Definitely use the map option with element-values. Use an element-range-query
instead of the element-value-query, too. You're already using the range index
for the rest of the query, after all.
This returns a sequence of any values that are given, but invalid:
xquery version "1.0-ml";
let $i1-qn := xs:QName("index1")
let $given-seq-codes := ("222","333", "newval") (:1k to 10k with maybe 100
newvals:) (:newval is test new code value:)
let $qry := cts:element-range-query($i1-qn, '=', $given-seq-codes)
let $valid-map := cts:element-values($i1-qn, (), 'map', $qry)
let $given-map := map:map()
let $_ := for $i in $given-seq-codes return map:put($given-map, $i, $i) (:
pre-ML6 :)
return map:keys($given-map - $valid-map)
With ML6 the map:put code could be a little more elegant - and probably a
little faster for large sequences.
let $_ := $given-seq-codes ! map:put($given-map, ., .) (: ML6+ :)

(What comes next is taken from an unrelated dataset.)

PR #6917, opened 2023-03-08
Moved block pruner fetching outside the try with resources of an update

rolfyone:
This should mean the fetch query is no longer blocking an update.

Also extended frequency to 4-hourly, which is around 1200 blocks.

If you do this in multiple places, some of the code above could be refactored
into new functions.
-- Mike
On 8 Feb 2013, at 09:01 , Damon Feldman <[email protected]> wrote:
> Paul,
>
> This looks good to me, but map-based difference will be much, much faster
> than using a predicate on a sequence as in:
> $given-seq-codes[not (. = $valid-codes-given-seq)]
>
> and perhaps pre-retrieve the existing values as a map via:
>
> cts:element-values($i1-qn, ("map"), (), $e-v-qry)
>
> Damon
>
> From: Paul M [mailto:[email protected]]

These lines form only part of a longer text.